Convert directory of text files to Unix/Linux Line Ending

chipperuga · August 18, 2011, 10:28am

I need help converting a directory of *.txt with Windows line ending to UTF-8 character encoding and Unix/Linux line ending.

vbe · August 18, 2011, 10:34am

Usually, you would use tools like dos2ux or dos2unix, do you have any (name may differ according to OS...)

chipperuga · August 18, 2011, 10:41am

Available in a repository?

---------- Post updated at 10:41 AM ---------- Previous update was at 10:38 AM ----------

Thanks for the quick response, @vbe.

jville · August 18, 2011, 10:41am

that a look here Removing control-Ms (^M)

vbe · August 18, 2011, 10:57am

Miscellaneous software tools (need to be compiled...)

chipperuga · August 18, 2011, 4:15pm

Not having much luck with dos2unix. How would I change all files in a directory from UNICODE to UTF-8?

Can't get this to work...

dos2unix -f UNICODE -t UTF-8 *

alister · August 18, 2011, 5:58pm

That question doesn't really make much sense. Unicode is not an encoding; it is a character set. UTF-8 is one of many ways to encode the Unicode character set. This means you have yet to state the source's encoding.
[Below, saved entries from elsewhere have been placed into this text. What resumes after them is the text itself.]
PR #1888, opened 2026-07-12
Air Gap Environment: correct number of options

rphair:
Very basic change: number of options presented was not increased from 2 to 3 after adding Nix `cardano-airgap`.

Could be improved further — technically there more options, maybe even an infinite number — though I think keeping the language as simple as it is now is a better introduction for the material that follows.


0xBora (approved):
Thank you @rphair, merging this straight in!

In any case, you probably want to take a look at iconv for the transcoding aspect of the task.

Regards,
Alister

Corona688 · August 18, 2011, 6:29pm

If they're Unicode text files from Windows, they're probably UTF-16.

chipperuga · August 18, 2011, 6:30pm

Interesting. When I open Notepad in Windows and click on save as, there are 4 options for encoding: ANSI, Unicode, Unicode big endian, UTF-8.

The logs I am referring to are encoded, at least according to Notepad, in Unicode. I'm able to change them to UTF-8 and they look right with the cat command in cygwin.

Corona688 · August 18, 2011, 6:31pm

Crosspost.

What Windows calls "Unicode" is UTF-16.